Creative Web Design, Siggraph, Wallpaper Art, Trax in Space, Ars Electronica - these are the new buzzwords, the other elements in the large spectrum of computer art, what the demo scene used to ignore, promoting itself as the only host of "The Art of the 21st Century". Sceners are getting inspired from them and imitating their elements. Spot by Exceed and Metamorf by Satori, these two demos are very different, but both of them share that they are not what we aren't accustomed to. Will they guide us into a new era of demos? Will the Scene and the Mainstream combine for the benefit of the Scene?
The Scene Is Changing, we know that; and the scene is changing constantly. And that's good. Let us be inspired from the mainstream, critically examine it, experiment with it, and improve it.
The scene is, after all, only a part of the world.
Sure, we're getting new ideas, but at the same time the old scene spirit is vanishing. Even diskmags, how rare they may be, no longer carry it; too dominated by mainstream topics they are. There are rare occasions of exception. Devotion #1 was the last time I felt: It's like it used to be - this is the scene.
These people, I know them: Darkus, Magic, Makke, Soda - I know them, I communicate with them very often; and yet when I read articles about or by them I feel as if I were back in the Imphobia times. There is this aura of mysticism, of pride of the scene, of fascination, of dark magic.
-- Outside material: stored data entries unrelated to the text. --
PR #220, opened 2017-12-07
ARIA-433 add missing enum column name

dusking:


asfgit:

PR #224, opened 2018-02-02
Add service proxy plugin example

dfilppi:
Plugin that implements a "service proxy".  Eases the composition of separate ARIA managed services by gather the outputs of services into the service proxy attributes.


asfgit:

dfilppi:
Need to fix build error

PR #226, opened 2018-02-12

djay87:
Support for importing plugin.yaml files of loaded plugins.


asfgit:

tests/extensions/aria_extension_tosca/simple_v1_0/test_imports.py
```diff
@@ -146,6 +149,21 @@ def test_import_repository(parser, repository):
       type: MyNode
 """, dict(repository=repository)).assert_success()
 
+#Plugin
```
tnadeauaria: Need a function header comment describing what this does, what goes in and what comes out.

PR #227, opened 2018-02-12

djay87:
Import "plugin.yaml" present in plugin resource storage via 'plugins' repository.


asfgit:

PR #230, opened 2018-05-16
ARIA-440 Service template creation fails while providing CSAR as input.

djay87:


asfgit:

PR #2727, opened 2020-06-05
Add an idiom for conditional flow control

### LINKED ISSUE #2530: Write More Idioms
We should write some more idioms:

- [x] how to define conditional logic using the [new conditional api](https://github.com/PrefectHQ/prefect/pull/2443) and the "old" way
- [x] how to use `target`s (0.11.0+)
- [x] how to configure notifications (three options: write a downstream task, state handler, cloud hook)

jcrist:
This adds an idiom for conditional flow control to the docs. This covers both `case` and `merge`, which (IMO) are the main flow control constructs a Prefect user should need. Note that since this (and a few other idioms) overlapped with the `branching` idiom, I removed that one in favor of this.

This also adds an optional `flow` kwarg to `merge` to make it easier to use with the imperative api.

Fixes #2530.


jcrist:
The test failure appears to be unrelated.

PR #2736, opened 2020-06-07
Dask resources

cicdw:

## What does this PR change?
A user brought to my attention last night that our dask resource tags were not being respected; it appears that we pulled tags from context but those are not present at `executor.submit` time.  Instead of relying on implicit `context` keys this PR adds an `executor_kwargs` keyword to `submit` that allows the explicit passing of info.

## Why is this PR important?
Fixes bug.

### DIFF
--- a/src/prefect/engine/executors/base.py
+++ b/src/prefect/engine/executors/base.py
@@ -24,13 +24,16 @@ class Executor:
         """
         yield
 
-    def submit(self, fn: Callable, *args: Any, **kwargs: Any) -> Any:
+    def submit(
+        self, fn: Callable, *args: Any, executor_kwargs: dict = None, **kwargs: Any
+    ) -> Any:
         """
         Submit a function to the executor for execution. Returns a future-like object.
 
         Args:
             - fn (Callable): function that is being submitted for execution
             - *args (Any): arguments to be passed to `fn`
+            - executor_kwargs (dict, optional): an optional dictionary of executor-specific keyword arguments
             - **kwargs (Any): keyword arguments to be passed to `fn`
 
         Returns:
--- a/src/prefect/engine/executors/base.py
+++ b/src/prefect/engine/executors/base.py
@@ -25,7 +25,7 @@ class Executor:
         yield
 
     def submit(
-        self, fn: Callable, *args: Any, executor_kwargs: dict = None, **kwargs: Any
+        self, fn: Callable, *args: Any, extra_context: dict = None, **kwargs: Any
     ) -> Any:
         """
         Submit a function to the executor for execution. Returns a future-like object.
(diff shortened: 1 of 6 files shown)


src/prefect/engine/executors/local.py
```diff
@@ -9,13 +9,16 @@ class LocalExecutor(Executor):
...
+    def submit(
+        self, fn: Callable, *args: Any, executor_kwargs: dict = None, **kwargs: Any
+    ) -> Any:
         """
         Submit a function to the executor for execution. Returns the result of the computation.
 
         Args:
             - fn (Callable): function that is being submitted for execution
             - *args (Any): arguments to be passed to `fn`
+            - executor_kwargs (dict, optional): an optional dictionary of executor-specific keyword arguments
```
jcrist, line 21: Since we pass the same kwargs everywhere, they're not really executor specific. Perhaps either rename to `extra_context` (the context for this task is the current context in scope, plus the `extra_context` mapping), or explicitly codify the kwargs forwarded as `task_name` and `task_tags`?

cicdw:
Yea adding them to context was my first instinct but that introduces yet another indentation level in the flow runner which felt bad to me.

jcrist:
Yeah, I can see that. I think either renaming the dict kwarg here, or making `task_name` and `task_tags` explicit parameters makes sense in that case. Having explicit kwargs that can shadow function kwargs in `**kwargs` feels weird, but since the flow runner is the only consumer of `submit` it isn't really that bad.

src/prefect/engine/executors/local.py
cicdw: Yea I'm definitely game to change the name.  The reason I chose `executor_kwargs` is that they represent kwargs that the executor may / may not utilize, but this is a low-risk decision either way so I'll update to `extra_context` 👍

cicdw: Updated

jcrist: Yeah, to me `executor_kwargs` implies kwargs that are directly forwarded to the backing executor in some way, which isn't true here. Update looks good.

src/prefect/engine/executors/base.py
```diff
@@ -24,13 +24,16 @@ def start(self) -> Iterator[None]:
...
+    def submit(
+        self, fn: Callable, *args: Any, extra_context: dict = None, **kwargs: Any
+    ) -> Any:
         """
         Submit a function to the executor for execution. Returns a future-like object.
 
         Args:
             - fn (Callable): function that is being submitted for execution
             - *args (Any): arguments to be passed to `fn`
+            - extra_context (dict, optional): an optional dictionary of executor-specific keyword arguments
```
jcrist, line 36: oop, approved too quickly. Could you update the description for this as well? Something like:

```
an optional dictionary with extra information about the submitted task
```

cicdw: yup you got it

cicdw: Updated

PR #2741, opened 2020-06-08
Allow cloud flows to enter queued state

alexisprince1994:
- Flow runs can enter `Queued` state when attempting
    to transition into a `Running` state at the request of
    orchestration

## What does this PR change?
This PR allows flow runs controlled by the `CloudFlowRunner` to enter a `Queued` state at the request of Cloud when attempting to transition into a `Running` state. Flow runs controlled by the `CloudFlowRunner` will attempt to run every `cloud.queue_interval` (config setting) seconds forever. If the process running the `Queued` Flow run dies, Cloud's Lazarus process will revive them.

## Why is this PR important?
This PR is important in implementing flow run concurrency based on execution environments. Without the `CloudFlowRunner` knowing how to react to the `Queued` state, there is no easy way to keep track of which flow runs are currently running, which are pending, and how to control them.


src/prefect/engine/cloud/flow_runner.py
```diff
@@ -123,10 +126,104 @@ def call_runner_target_handlers(self, old_state: State, new_state: State) -> Sta
...
+        Returns:
+            - State: `State` representing the final post-run state of the `Flow`.
+        """
+        context = context or {}
+        # Pre-emptively load the flow run id that exists in the global
+        # context into the run specific context, which is needed
+        # specifically for entering a Queued state and waiting forever until
+        # an exit condition occurs. Prefect's context will have the flow_run_id
+        # on the first call to run, and `context` will have it on all subsequent runs
+        if prefect.context.get("flow_run_id") and not context.get("flow_run_id"):
```
alexisprince1994, line 180: This feels hacky to me. Is there any way to persist the `flow_run_id` in the `prefect.context` across multiple `run` calls? After light testing, it appears to reset after each call.

src/prefect/engine/cloud/flow_runner.py
```diff
@@ -154,7 +251,7 @@ def initialize_run(  # type: ignore
         """
 
         # load id from context
-        flow_run_id = prefect.context.get("flow_run_id")
+        flow_run_id = prefect.context.get("flow_run_id") or context.get("flow_run_id")
```
alexisprince1994, line 254: Without this change, all the tests still pass, but there currently isn't _too_ much testing of the `Queued` functionality, so I added the default to be safe as we're populating this value in `CloudFlowRunner.run`.

alexisprince1994:
Outside of comments on the couple of small things I've pointed out, I'd like feedback on the following as well:
0) It's my understanding that Flow Runs can't enter the `Queued` state as it stands today. If that isn't the case, please let me know how it's currently being used and what scenarios it happens under.
1) If the design decision to follow the `CloudTaskRunner`'s implementation of how it handles the `Queued` state is correct, and if there are alternatives I'd like to discuss them.
2) What other test scenarios should be added in? Currently, there is incredibly light testing, and I plan to add more when integrating the server changes that actually put Flow Runs into this state, but I'm also a fan of frontloading the testing, so all ideas are welcome!

src/prefect/engine/cloud/flow_runner.py
```diff
@@ -154,7 +251,9 @@ def initialize_run(  # type: ignore
         """
 
         # load id from context
-        flow_run_id = prefect.context.get("flow_run_id")
+        flow_run_id = prefect.context.get("flow_run_id") or context.get(
```
jlowin, line 254: I recommend reversing these - the passed context should take precedence over the global context

alexisprince1994: Removed the check the passed context entirely. I'm not sure how I originally found the case where the `flow_run_id` wasn't in the global context, but I can't reproduce it.

joshmeek:
@alexisprince1994 and @jlowin I want to QA this a bit before we merge with a goal of getting it in post-0.12.0 which should be out in the next day or two.

alexisprince1994:
Sounds great @joshmeek, thanks for keeping me in the loop. Let me know if there's any way I can help with the QA process or if there are any unit test scenarios you'd like me to add for this functionality.

PR #2745, opened 2020-06-08
Add new CI step for a prefect image with all_extras installed

joshmeek:

## What does this PR change?
Adds an `all_extras` `prefecthq/prefect` image to be built on releases of Prefect.

## Why is this PR important?
When doing something like:

```python
f.storage = S3(bucket="my-flows", secrets=["AWS_CREDENTIALS"])
f.environment = RemoteEnvironment(metadata={"image": "image/name:here"})
```

The `image` needs to have the dependencies present for the selected `storage` (in this case, prefect's `aws` extras). This adds an image with `all_extras` and it acts as a self contained image with even more packages baked in. In this case you can use the entire task library without ever having to build an image for deployment.

(edited)

-----

Original text: 
> When doing something like:

> f.storage = S3(bucket="my-flows", secrets=["AWS_CREDENTIALS"])
> f.environment = RemoteEnvironment(metadata={"image": "image/name:here"})
> The image needs to have the dependencies present for the selected storage (in this case, prefect's aws extras). This is a mini proposal to add an extra image that we build on releases which add the dependencies for the cloud storage classes (aws, azure, gcp). If we are positioning this as a way to deploy flows without building images then we need to have a base image with these dependencies or else the user will still have to build at least one image.
> 
> Another option would be to make an image with all_extras and it would act as a self contained image with even more packages baked in. In that case you could use the entire task library without ever having to build an image for deployment.
> 
> cc @cicdw~

### DIFF
--- a/.circleci/config.yml
+++ b/.circleci/config.yml
@@ -440,7 +440,7 @@ jobs:
             docker login --username  $DOCKER_HUB_USER --password $DOCKER_HUB_PW
             docker push prefecthq/prefect:master
 
-  build_storage_docker_image:
+  build_all_extras_docker_image:
     docker:
       - image: docker
     parameters:
@@ -467,7 +467,7 @@ jobs:
       - setup_remote_docker:
           docker_layer_caching: true
       - run:
-          name: Build storage image
+          name: Build all_extras image
           command: |
             set -u
             docker build \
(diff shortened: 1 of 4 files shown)


jcrist:
I might go for one with `all_extras` instead to keep the scope of images we provide smallish. This way we provide a lightweight version, and one with everything. Users that want more customization or space optimizations will have to build an image themselves.

joshmeek:
@lauralorenz Ah that's a great callout. I'm going to leave it as a separate step for now for clarity with the plan of cleaning this up at another time (we would need to template / rework image tags a bit since it follows a different pattern)

PR #2748, opened 2020-06-09
Fix env metadata not having access to name of Docker storage

joshmeek:
If a registry or name are not provided to Docker storage then the value of `storage.name` will raise an error if the storage has not been built yet (we add a random name/tag on build if not set). This moves the place where the `storage.name` is appended to the `environment.metadata` to _after_ the build.

### DIFF
--- a/src/prefect/environments/storage/docker.py
+++ b/src/prefect/environments/storage/docker.py
@@ -250,7 +250,9 @@ class Docker(Storage):
         Full name of the Docker image.
         """
         if None in [self.image_name, self.image_tag]:
-            raise ValueError("Docker storage is missing required fields")
+            raise ValueError(
+                "Docker storage is missing required fields image_name and image_tag"
+            )
 
         return "{}:{}".format(
             PurePosixPath(self.registry_url or "", self.image_name),  # type: ignore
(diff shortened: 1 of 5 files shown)


lauralorenz:
FYI I can confirm that before this PR I was having the issue where my Docker storage, on first build wouldn't raise the ValueError:

```
 prefect git:(master) ✗ /opt/anaconda3/envs/prefect_dev/bin/python /Users/laura/Desktop/RandomFlows/filenameQAflow.py
  File "/Users/laura/Desktop/RandomFlows/filenameQAflow.py", line 44, in <module>
    f.register('testing-agents')
  File "/Users/laura/Development/prefect/src/prefect/core/flow.py", line 1432, in register
    self.environment.metadata["image"] = self.storage.name
  File "/Users/laura/Development/prefect/src/prefect/environments/storage/docker.py", line 253, in name
    raise ValueError("Docker storage is missing required fields")
```

And that it worked fine afterwards. 👯

src/prefect/environments/storage/docker.py
```diff
@@ -250,7 +250,9 @@ def name(self) -> str:
         Full name of the Docker image.
         """
         if None in [self.image_name, self.image_tag]:
-            raise ValueError("Docker storage is missing required fields")
+            raise ValueError(
+                "Docker storage is missing required fields image_name and image_tag"
```
cicdw, line 254: 👍

PR #2758, opened 2020-06-10
Move parameters to standalone module

jlowin:

## What does this PR change?
As I work with Parameters to increase their "first-class-ness", including extensions of #2755, I'm becoming acutely aware of the awkwardness of accessing them from `core/task.py`. This PR moves them to a more appropriate home, `core/parameter.py`. It makes no other changes to behavior or code.

I believe this is not a user-facing change as we have always encouraged accessing them at the top-level (in fact, our own code only referenced `task.Parameter` three times), but I've added a backwards-compatible access nonetheless.

So this remains the recommended access:
```python
from prefect import Parameter
```

But these are also possible:
```python
# new location
from prefect.core.parameter import Parameter
# deprecated location
from prefect.core.task import Parameter
```

(I did *not* move `prefect.serialization.task.ParameterSchema` because serializers are more sensitive, but am also looking at cleaning that up in other PRs)

## Why is this PR important?
Code organization

### DIFF
--- a/src/prefect/__init__.py
+++ b/src/prefect/__init__.py
@@ -21,7 +21,7 @@ import prefect.agent
 # DEPRECATED - this is to allow backwards-compatible access to Parameters
 # This awkward assignment avoids circular imports in core.task
 # https://github.com/PrefectHQ/prefect/pull/2758
-prefect.core.task.Parameter = Parameter # type: ignore
+prefect.core.task.Parameter = Parameter  # type: ignore
 
 # ---------------------------------------------
 # Versioneer
--- a/src/prefect/__init__.py
+++ b/src/prefect/__init__.py
@@ -18,15 +18,6 @@ import prefect.serialization
 
 import prefect.agent
 
-# DEPRECATED - this is to allow backwards-compatible access to Parameters
-# This awkward assignment avoids circular imports in core.task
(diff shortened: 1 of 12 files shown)


src/prefect/__init__.py
```diff
@@ -18,6 +18,15 @@
 
 import prefect.agent
 
+# DEPRECATED - this is to allow backwards-compatible access to Parameters
+# This awkward assignment avoids circular imports in core.task
+# https://github.com/PrefectHQ/prefect/pull/2758
+prefect.core.task.Parameter = Parameter  # type: ignore
```
jcrist, line 24: If we wanted to actually deprecate access of `Parameter` in the `prefect.core.task` namespace with a warning, I have a hack I've used in other projects to do so. Not sure what the deprecation policy for this project is.

jlowin: I'd love to hear it - in the past I've used `zope.deprecation` but it's way too heavy to bring in just for this. Let me know and I'll update.

jcrist: Mind if I push to this branch?

jcrist: Done. Nothing tricky was needed here, just a subclass with a warning. In the past I've wanted to raise a warning when users imported from a spot without subclassing which was trickier - in this case a subclass should be fine.

PR #2763, opened 2020-06-10
Hashed inputs

cicdw:

## What does this PR change?
This PR introduces a new attribute, currently only on `Cached` states, of `hashed_inputs`.  This fixes a bug introduced into `master` in which caching doesn't work for mapped tasks.  If this is accepted, I propose we move away from `cached_inputs` entirely - now that we checkpoint all task outputs, storing cached inputs is unnecessary (except in this case of caching, in which case the hash is sufficient).

I need to write some more tests but wanted to open this up for review / discussion.


joshmeek:
No qualms from me and I am +1 on moving away from cached inputs but could you clarify what you mean by

> except in this case of caching, in which case the hash is sufficient

In which scenarios using caching are the inputs needed as opposed to only using the upstream outputs? The only one that comes to mind is validation based on inputs

cicdw:
Yea @joshmeek the only time we actually need to reference the inputs from previous runs is to validate whether a `Cached` state is valid or not, and in that case we don't actually need the data itself only the hash.  I don't think there's any other situation (anymore) where we need to reference the _inputs_ of a previous run.

joshmeek:
@cicdw Awesome thanks that makes perfect sense 👍

PR #2767, opened 2020-06-11
Raise error on downstream mapped tasks with trigger other than all_successful

joshmeek:

## What does this PR change?
Raise a `ValueError` when a mapped task's trigger is anything other than `all_successful`. Attempting to map over errors/exceptions can lead to unintentional behavior.

## Why is this PR important?
Situations like this:
```python
@task
def values():
    return [1, 2, 3]

@task
def calculate(x):
    if x == 2:
        raise ValueError()
    return x

@task(trigger=any_failed)
def sumit(x):
    print(sum(x))

with Flow("test") as f:
    vals = values()
    x = calculate.map(vals)
    sumit.map(x)
```

Will lead to unintentional runtime errors. We want to catch these potential errors earlier:

```
  File "/Users/josh/Desktop/code/prefect/src/prefect/engine/runner.py", line 48, in inner
  File "/Users/josh/Desktop/code/prefect/src/prefect/engine/task_runner.py", line 806, in get_task_run_state
  File "/Users/josh/Desktop/code/prefect/src/prefect/utilities/executors.py", line 186, in timeout_handler
    return fn(*args, **kwargs)
  File "maptrigger.py", line 16, in sumit
    print(sum(x))
TypeError: 'ValueError' object is not iterable
```

### DIFF
--- a/src/prefect/core/flow.py
+++ b/src/prefect/core/flow.py
@@ -515,10 +515,15 @@ class Flow:
         # flow, so we need to perform this check here and not earlier.
         if validate and key and key in {e.key for e in self.edges_to(downstream_task)}:
             raise ValueError(
-                'Argument "{a}" for task {t} has already been assigned in '
+                "Argument '{a}' for task {t} has already been assigned in "
                 "this flow. If you are trying to call the task again with "
                 "new arguments, call Task.copy() before adding the result "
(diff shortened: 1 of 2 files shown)


joshmeek:
Rejecting this PR, there are some subtle implications here that feel too risky to move forward with. Keeping branch in case we want to revisit

PR #2769, opened 2020-06-11
Allow for task targets to be callables

joshmeek:

## What does this PR change?
This PR allows for task targets to be both strings and callables. This is similar to how result locations can also be both. e.g.:
```python
@task(target=lambda **kwargs: "{task_name}-88")
def get_data():
    """test"""
    return "data"

@task
def print_data(data):
    print(data)


with Flow("using-targets", result=LocalResult(), ) as flow:
    data = get_data()
    print_data(data)

flow.run()
```

```
# First run
[2020-06-11 21:50:17] DEBUG - prefect.LocalResult | Starting to upload result to get_data-88...
[2020-06-11 21:50:17] DEBUG - prefect.LocalResult | Finished uploading result to /Users/josh/.prefect/results/get_data-88...

...

# Second run
[2020-06-11 21:50:19] DEBUG - prefect.LocalResult | Starting to read result from get_data-88...
[2020-06-11 21:50:19] DEBUG - prefect.LocalResult | Finished reading result from get_data-88...
[2020-06-11 21:50:19] DEBUG - prefect.TaskRunner | Task 'get_data': Handling state change from Pending to Cached
[2020-06-11 21:50:19] DEBUG - prefect.TaskRunner | Task 'get_data': can't set state to Running because it isn't Pending; ending run.
```

## Why is this PR important?
More functionality!

### DIFF
--- a/src/prefect/engine/task_runner.py
+++ b/src/prefect/engine/task_runner.py
@@ -672,18 +672,18 @@ class TaskRunner(Runner):
         target = self.task.target
 
         if result and target:
+            raw_inputs = {k: r.value for k, r in inputs.items()}
+            formatting_kwargs = {
+                **prefect.context.get("parameters", {}).copy(),
+                **raw_inputs,
+                **prefect.context,
+            }
+
             if not isinstance(target, str):
-                # Pass all necessary kwargs to target callable
-                raw_inputs = {k: r.value for k, r in inputs.items()}
-                formatting_kwargs = {
-                    **prefect.context.get("parameters", {}).copy(),
-                    **raw_inputs,
-                    **prefect.context,
-                }
                 target = target(**formatting_kwargs)
 
-            if result.exists(target, **prefect.context):
-                new_res = result.read(target.format(**prefect.context))
+            if result.exists(target, **formatting_kwargs):
+                new_res = result.read(target.format(**formatting_kwargs))
                 cached_state = Cached(
                     result=new_res,
                     hashed_inputs={
@@ -691,7 +691,7 @@ class TaskRunner(Runner):
                     },
                     cached_inputs=inputs,
                     cached_result_expiration=None,
-                    cached_parameters=prefect.context.get("parameters"),
+                    cached_parameters=formatting_kwargs.get("parameters"),
                     message=f"Result found at task target {target}",
                 )
                 return cached_state
--- a/src/prefect/engine/task_runner.py
+++ b/src/prefect/engine/task_runner.py
@@ -184,7 +184,8 @@ class TaskRunner(Runner):
         # If provided, use task's target as result location
         if self.task.target:
             if not isinstance(self.task.target, str):
-                self.result.location = self.task.target(**context)
+                self.result._formatter = self.task.target
+                self.result.location = None
             else:
                 self.result.location = self.task.target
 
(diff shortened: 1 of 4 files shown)


src/prefect/engine/task_runner.py
```diff
@@ -93,7 +93,10 @@ def __init__(
         else:
             self.result = Result().copy() if result is None else result.copy()
             if self.task.target:
-                self.result.location = self.task.target
+                if not isinstance(self.task.target, str):
+                    self.result.location = self.task.target(**prefect.context)
```
cicdw, line 97: So I think this logic needs to be moved somewhere else deeper in the pipeline; e.g., if I used `lambda **kwargs: kwargs['task_run_count']` that wouldn't work here because `task_run_count` isn't populated until we're within the pipeline.

src/prefect/engine/task_runner.py
```diff
@@ -670,6 +673,9 @@ def check_target(self, state: State, inputs: Dict[str, Result]) -> State:
         target = self.task.target
 
         if result and target:
+            if not isinstance(target, str):
+                target = target(**prefect.context)
```
cicdw, line 677: piggy backing off my comment above, there are more values in context here than when the task runner is initialized -- this call works 👍

alexifm:
Hey, I wanted to try to get this in as quick as possible because I have a suggestion for this PR.  Right now, the results locations support Callables and can be templated with the task inputs as well as the context.  Couldn't the target be set as location even if it's a callable, which would allow it to be rendered on run?
```       
        # If provided, use task's target as result location
        if self.task.target:
            if not isinstance(self.task.target, str):
                self.result.location = self.task.target(**context)
            else:
                self.result.location = self.task.target
```
This would also allow the target to support a Callable that takes the task inputs when rendering in `check_target`.

joshmeek:
@alexifm I'm don't think I follow what you're asking 🤔 

> Couldn't the target be set as location even if it's a callable, which would allow it to be rendered on run?

After this PR both targets and result locations will now support callables that are rendered on run

alexifm:
Okay, what follows is my understanding of things as I interpret the code.  

After this PR, in `TaskRunner.initialize_run`, the result location would get overwritten by a rendered version of the target, but only when it's a callable.  If I supply a string, the templated string is provided as the location instead.  That happens here:
https://github.com/PrefectHQ/prefect/blob/target_callables/src/prefect/engine/task_runner.py#L184-L189

When the task runs, the value for the result is written to location as expected.  But if a Callable target has been passed, the location been rendered already, as noted above.  So the formatting args don't matter unless the Callable for target returns a formatting string.  This is not specified in the documentation.

My suggestion is this:
+ Starting at line 184 in `task_runner.py`, use this code block instead
```
        # If provided, use task's target as result location or formatter
        if self.task.target:
            if not isinstance(self.task.target, str):
                self.result._formatter = self.task.target
                self.result.location = None
            else:
                self.result.location = self.task.target
```
+ Replace line 674 in `task_runner.py` with this code block that mimics how location is rendered at `task_runner.py#L848`:
```
            if not isinstance(target, str):
                raw_inputs = {k: r.value for k, r in inputs.items()}
                formatting_kwargs = {
                    **prefect.context.get("parameters", {}).copy(),
                    **raw_inputs,
                    **prefect.context,
                }
                target = target(**formatting_kwargs)
```

joshmeek:
@alexifm I see exactly what you're saying now and I have made the change. You have a good eye, thanks for pointing this out!

src/prefect/engine/task_runner.py
```diff
@@ -666,6 +672,16 @@ def check_target(self, state: State, inputs: Dict[str, Result]) -> State:
...
+            if not isinstance(target, str):
+                # Pass all necessary kwargs to target callable
+                raw_inputs = {k: r.value for k, r in inputs.items()}
+                formatting_kwargs = {
+                    **prefect.context.get("parameters", {}).copy(),
+                    **raw_inputs,
+                    **prefect.context,
+                }
+                target = target(**formatting_kwargs)
+
```
cicdw, line 684: I think you should create these `formatting_kwargs` in line 675 above and use them here + in lines 685 and 686 for consistency.

joshmeek:
@cicdw Updated

alexifm:
Thanks for putting this together!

That these are not normal people, but they are into something special, and they share a special passion with me, which only those who read their texts as thoroughly as me will be affected with.
Is this the scene? Is it really the scene, the scene I have experienced lately? Isn't it all just a facade?
No, it is the scene, and it's clear why I get this feeling: because it's a diskmag, a diskmag of the traditional style, like RAW, ROM, Generation and Imphobia; it's a different way of communication, a way special for the scene, which only the scene knows in this special form.
Let us keep up diskmags, they are vital, they have this atmosphere that makes the scene the scene. Only they allow to get immersed. Without them, the scene is really just - a kids' playground, a place where amateurs experiment with professionals' tools and where professionals play without risks.
Let us develop, but let us keep up the vital elements that make the scene what it is.
People have realized that anonymous websites aren't the real thing, and at the same time they've realized that mailswapping cannot be really replaced by email, regardless of the increase of efficiency. The scene needs the personal, community, family spirit. Projects like Scenester, initiated by Gaffer, show this. We need to keep in touch.
And we must resume writing coding tutorials en masse, to teach each other the tricks; we cannot rely simply on the papers and books written by non-sceners in the outer world, we must adapt them to our culture.
Long live the scene!
This article is just irrational nonsense. It's just bystanders and wannabes who ever regarded the scene as a religion and wanted to keep up outdated fashions for ever. Coders have always been rational, technical characters. The scene has always been just a hobby for them. Diskmags, BBSes and mailswapping would never have existed if everybody had had an Internet account in 1992. This 'scene culture' is obsolete. We won't profit by separating from the outer world. Let's get rid of all this silly stuff!
The scene is about training your programming skills, making demos, earning prize money and nothing more.